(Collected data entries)
○ ○ ○ ○ ○ ○ ○

PR #1361, opened 2017-02-06
Recover from almost all elaboration errors using sorry

gebner:
This is a (non-exhaustive) list of errors that we can now recover from:
```lean
def half_baked : ℕ → ℕ
| 3  := 2
-- type mismatches
| 0  := 1 + ""
-- placeholders
| 5  := _ + 4
-- missing type-class instances
| 42 := if 2 ∈ 3 then 3 else _
-- exceptions during tactic evaluation
| 7  := by do undefined
-- nested elaboration errors
| _  := begin exact [] end
```
This is the elaborated term:
```lean
λ (a : ℕ),
  ite (a = 3) 2
    (ite (a = 0) (1 + sorry)
      (ite (a = 5) (sorry + 4)
        (ite (a = 42) (ite (2 ∈ 3) 3 sorry)
          (ite (a = 7) sorry sorry))))
```
The resulting definition gets added to the environment, and `vm_eval half_baked 3` returns 2, as expected.

The approach is pretty much as in described in #1358.  We only try do error recovery outside backtracking points, and set a boolean flag when backtracking is possible.  If error recovery is enabled, we try to return sorry instead of throwing an exception whenever possible.  In addition, the `visit` method catches exceptions and turns them into sorry as well.

There are still a few rough edges:
 * Missing type class instances are reported more than once.  That is, `x + y + z + w` generates 3 error messages about the missing has_add instance.
 * Partial applications are not sorry-padded, but completely replaced by sorry.  For example, `3 + (nat.add 4)` is elaborated to `3 + sorry` instead of `3 + (4 + sorry)`.  This situation is probably common in partial inputs, so we should keep it in mind for autocompletion.
 * Metavariables are solved using sorry in `ensure_no_unassigned_metavars`.  This is probably not the right place to do it, but I think it is the right time during elaboration.
 * The additional information in `visit_elim_app` is not added to the error in error-recovery mode.

### DIFF
--- a/src/frontends/lean/definition_cmds.cpp
+++ b/src/frontends/lean/definition_cmds.cpp
@@ -157,7 +157,8 @@ environment mutual_definition_cmd_core(parser & p, def_cmd_kind kind, decl_modif
     buffer<expr> fns, params;
     declaration_info_scope scope(p, kind, modifiers);
     expr val = parse_mutual_definition(p, lp_names, fns, params);
-    elaborator elab(p.env(), p.get_options(), local_pp_name(fns[0]), metavar_context(), local_context());
+    bool recover_from_errors = true;
+    elaborator elab(p.env(), p.get_options(), local_pp_name(fns[0]), metavar_context(), local_context(), recover_from_errors);
     buffer<expr> new_params;
     elaborate_params(elab, params, new_params);
     val = replace_locals_preserving_pos_info(val, params, new_params);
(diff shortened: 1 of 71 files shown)


src/frontends/lean/definition_cmds.cpp
```diff
@@ -678,6 +680,7 @@ class proof_elaboration_task : public task<expr> {
             finalize_theorem_proof(elab, params, val, m_finfo);
             if (m_is_rfl_lemma && !is_rfl_lemma(m_final_type, val))
                 throw exception("not a rfl-lemma, even though marked as rfl");
+            if (elab.has_errors()) throw std::exception();
```
leodemoura, line 683: I'm assuming that from now on, we use `std::exception()` when we want to interrupt the elaboration without reporting yet another error. Is that right?

gebner: The reason is the following workaround: in order not to forget any exceptions that occur during tasks, we catch exceptions that are subclasses of lean::throwable and report them automatically.  Throwing std::exception fails the task without producing an extra message.

So this is not related to the elaborator, but just to the tasks.

PR #1362, opened 2017-02-07
feat(shell/lean): add default memory limit in server mode

gebner:


gebner:
I'm not yet sure how to implement timeouts, but the memory limit is straightforward.  And it prevents the hang in Scott's example.

leodemoura:
I will try to add the deterministic timeout based on number of memory allocations. 

Today was not a productive day for me, I wasted a lot of time on lean-user issues.

PR #1368, opened 2017-02-10
Change induction, cases, and apply to return information how they changed the goal

johoelzl:
`induction` and `cases` return now information about added hypotheses and how they modified existing hypotheses. `apply` returns *all* generated mvars.

With this we do not need to analyze the applied rules beforehand, also we do not need to generate names used by `induction` and `cases`. It is also easy to check that the result is as expected (i.e. `do [[a, b]] <- cases r`).

For `apply` it may be important to know which mvars where generated and which ones are available in the generated subgoals. For some cases it can be hard to predict which mvars are assigned. This change should allow an easier map of rule parameters to subgoals.

### DIFF
--- a/library/init/meta/interactive.lean
+++ b/library/init/meta/interactive.lean
@@ -312,7 +312,8 @@ do e ← i_to_expr p,
    match rec_name with
    | some n := induction_core semireducible e n ids
    | none   := do I ← get_type_name e, induction_core semireducible e (I <.> "rec") ids
-   end
+   end,
+   return ()
 
 meta def cases (p : qexpr0) (ids : with_ident_list) : tactic unit :=
 do e ← i_to_expr p,
--- a/library/init/meta/interactive.lean
+++ b/library/init/meta/interactive.lean
@@ -317,7 +317,7 @@ do e ← i_to_expr p,
 
 meta def cases (p : qexpr0) (ids : with_ident_list) : tactic unit :=
 do e ← i_to_expr p,
-   if e^.is_local_constant then
+   (if e^.is_local_constant then
      cases_core semireducible e ids
    else do
      x ← mk_fresh_name,
@@ -327,7 +327,8 @@ do e ← i_to_expr p,
            get_local x >>= tactic.revert,
            return ()),
      h ← tactic.intro1,
-     cases_core semireducible h ids
+     cases_core semireducible h ids),
+   return ()
 
 meta def destruct (p : qexpr0) : tactic unit :=
 i_to_expr p >>= tactic.destruct
--- a/library/init/meta/relation_tactics.lean
+++ b/library/init/meta/relation_tactics.lean
@@ -14,7 +14,7 @@ do tgt ← target,
    env ← get_env,
    r   ← return $ get_app_fn tgt,
    match (op_for env (const_name r)) with
-   | (some refl) := mk_const refl >>= apply_core t tt ff tt
+   | (some refl) := mk_const refl >>= apply_core t tt ff tt >> return ()
    | none        := fail $ tac_name ++ " tactic failed, target is not a relation application with the expected property."
    end
 
--- a/library/init/meta/tactic.lean
+++ b/library/init/meta/tactic.lean
@@ -413,8 +413,13 @@ meta constant abstract_hash : expr → tactic nat
 meta constant abstract_weight : expr → tactic nat
 meta constant abstract_eq     : expr → expr → tactic bool
 /- (induction_core m H rec ns) induction on H using recursor rec, names for the new hypotheses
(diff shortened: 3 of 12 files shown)


library/init/meta/interactive.lean
```diff
@@ -310,13 +310,14 @@ do e_type ← infer_type e >>= whnf,
 meta def induction (p : qexpr0) (rec_name : using_ident) (ids : with_ident_list) : tactic unit :=
 do e ← i_to_expr p,
    match rec_name with
-   | some n := induction_core semireducible e n ids
+   | some n := do induction_core semireducible e n ids
    | none   := do I ← get_type_name e, induction_core semireducible e (I <.> "rec") ids
```
leodemoura: Is this `do` necessary?

library/init/meta/relation_tactics.lean
```diff
@@ -14,7 +14,7 @@ do tgt ← target,
    env ← get_env,
    r   ← return $ get_app_fn tgt,
    match (op_for env (const_name r)) with
-   | (some refl) := mk_const refl >>= apply_core t tt ff tt
+   | (some refl) := do r ← mk_const refl, apply_core t tt ff tt r, return ()
    | none        := fail $ tac_name ++ " tactic failed, target is not a relation application with the expected property."
```
leodemoura: It seems you do not like the `>>=` and `>>` notation :)
We can also write
``` 
mk_const refl >>= apply_core t tt ff tt >> return ()
```

library/init/meta/interactive.lean
johoelzl: Ups, no. If first added the `return ()` in each branch. I remove it.

library/init/meta/relation_tactics.lean
johoelzl: Ah, with `>>` it looks okay. I change it.

leodemoura: Thanks. BTW, there are other instances that can be written using `>>`

library/init/meta/tactic.lean
```diff
@@ -413,11 +414,20 @@ meta constant abstract_hash : expr → tactic nat
...
 meta constant abstract_eq     : expr → expr → tactic bool
 /- (induction_core m H rec ns) induction on H using recursor rec, names for the new hypotheses
-   are retrieved from ns. If ns does not have sufficient names, then use the internal binder names in the recursor. -/
-meta constant induction_core : transparency → expr → name → list name → tactic unit
+   are retrieved from ns. If ns does not have sufficient names, then use the internal binder names
+   in the recursor.
+   It returns for each new goal a list of new hypotheses and a substitution mapping for hypothesis
+   depending on H. The names in the substitution mapping are only valid in the original goal, not in
+   the type contexts of the new goals. -/
+meta constant induction_core : transparency → expr → name → list name → tactic (list (list expr × list (name × expr)))
```
leodemoura: This is cool, you are also returning the hypotheses that have been renamed.
BTW, we are not very precise what you mean by "renaming" here and in the rest of the API.
Each hypothesis has two names: internal and user. The user names are for user interaction (e.g., pretty printing). The internal names are unique. 
This tactic does not rename the "user" names, only the internal ones.
Any ideas on how to explain this stuff in the API?

library/init/meta/tactic.lean
```diff
@@ -391,8 +391,9 @@ meta constant set_goals     : list expr → tactic unit
    the unification is performed using the given transparency mode.
    If approx is tt, then fallback to first-order unification, and approximate context during unification.
    If all is tt, then all unassigned meta-variables are added as new goals.
-   If insts is tt, then use type class resolution to instantiate unassigned meta-variables. -/
-meta constant apply_core    : transparency → bool → bool → bool → expr → tactic unit
+   If insts is tt, then use type class resolution to instantiate unassigned meta-variables.
+   It returns a list of all introduced meta variables, even the assigned ones. -/
+meta constant apply_core    : transparency → bool → bool → bool → expr → tactic (list expr)
 /- Create a fresh meta universe variable. -/
```
leodemoura, line 397: This is also very useful.

library/init/meta/tactic.lean
johoelzl: I don't have any good suggestions. But I think *internal* name and *user* name are understandable words. I can change it to:

> The substitution maps internal names to their replacement terms. If the replacement is again a hypothesis the user name stays the same. The internal names are only valid in the original goal, not in the type context of the new goal.

leodemoura: Great!

johoelzl:
I repushed. I undid all `>>=`, `>>` to `do` changes. I updated to documentation. Also, please check the C++ code: I did run `valgrind` on simple tests but this is my first time to write C++ in a long time.

PR #1375, opened 2017-02-16
fix(kernel/type_checker): disable expression caching in asynchronous proof checking

gebner:
This fixes the performance problem I had with the example I posted on slack.

I noticed that we actually never use expression caching, at least with `-j0`: we disable caching in the parser and everything inherits that flag.  (There are tons of other places where we disable it, but none where we enable it.)  @leodemoura Should we just disable expression caching by default?

### DIFF
--- a/src/kernel/type_checker.cpp
+++ b/src/kernel/type_checker.cpp
@@ -760,6 +760,7 @@ public:
     }
 
     expr execute() override {
+        scoped_expr_caching disable(false);
         bool memoize = true;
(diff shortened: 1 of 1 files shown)


leodemoura:
> @leodemoura Should we just disable expression caching by default?

Yes, we should. I will also investigate how to make this cache better.

BTW, in server mode, this cache may be consuming a lot of memory since we don't remove anything from it. This may explain some memory consumption problems I had this week.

○ ○ ○ ○ ○ ○ ○

All that belongs in the answer is the lines from the start of the entries above through the line containing "missing has_add instance.", each given exactly.

PR #1361, opened 2017-02-06
Recover from almost all elaboration errors using sorry

gebner:
This is a (non-exhaustive) list of errors that we can now recover from:
```lean
def half_baked : ℕ → ℕ
| 3  := 2
-- type mismatches
| 0  := 1 + ""
-- placeholders
| 5  := _ + 4
-- missing type-class instances
| 42 := if 2 ∈ 3 then 3 else _
-- exceptions during tactic evaluation
| 7  := by do undefined
-- nested elaboration errors
| _  := begin exact [] end
```
This is the elaborated term:
```lean
λ (a : ℕ),
  ite (a = 3) 2
    (ite (a = 0) (1 + sorry)
      (ite (a = 5) (sorry + 4)
        (ite (a = 42) (ite (2 ∈ 3) 3 sorry)
          (ite (a = 7) sorry sorry))))
```
The resulting definition gets added to the environment, and `vm_eval half_baked 3` returns 2, as expected.

The approach is pretty much as in described in #1358.  We only try do error recovery outside backtracking points, and set a boolean flag when backtracking is possible.  If error recovery is enabled, we try to return sorry instead of throwing an exception whenever possible.  In addition, the `visit` method catches exceptions and turns them into sorry as well.

There are still a few rough edges:
 * Missing type class instances are reported more than once.  That is, `x + y + z + w` generates 3 error messages about the missing has_add instance.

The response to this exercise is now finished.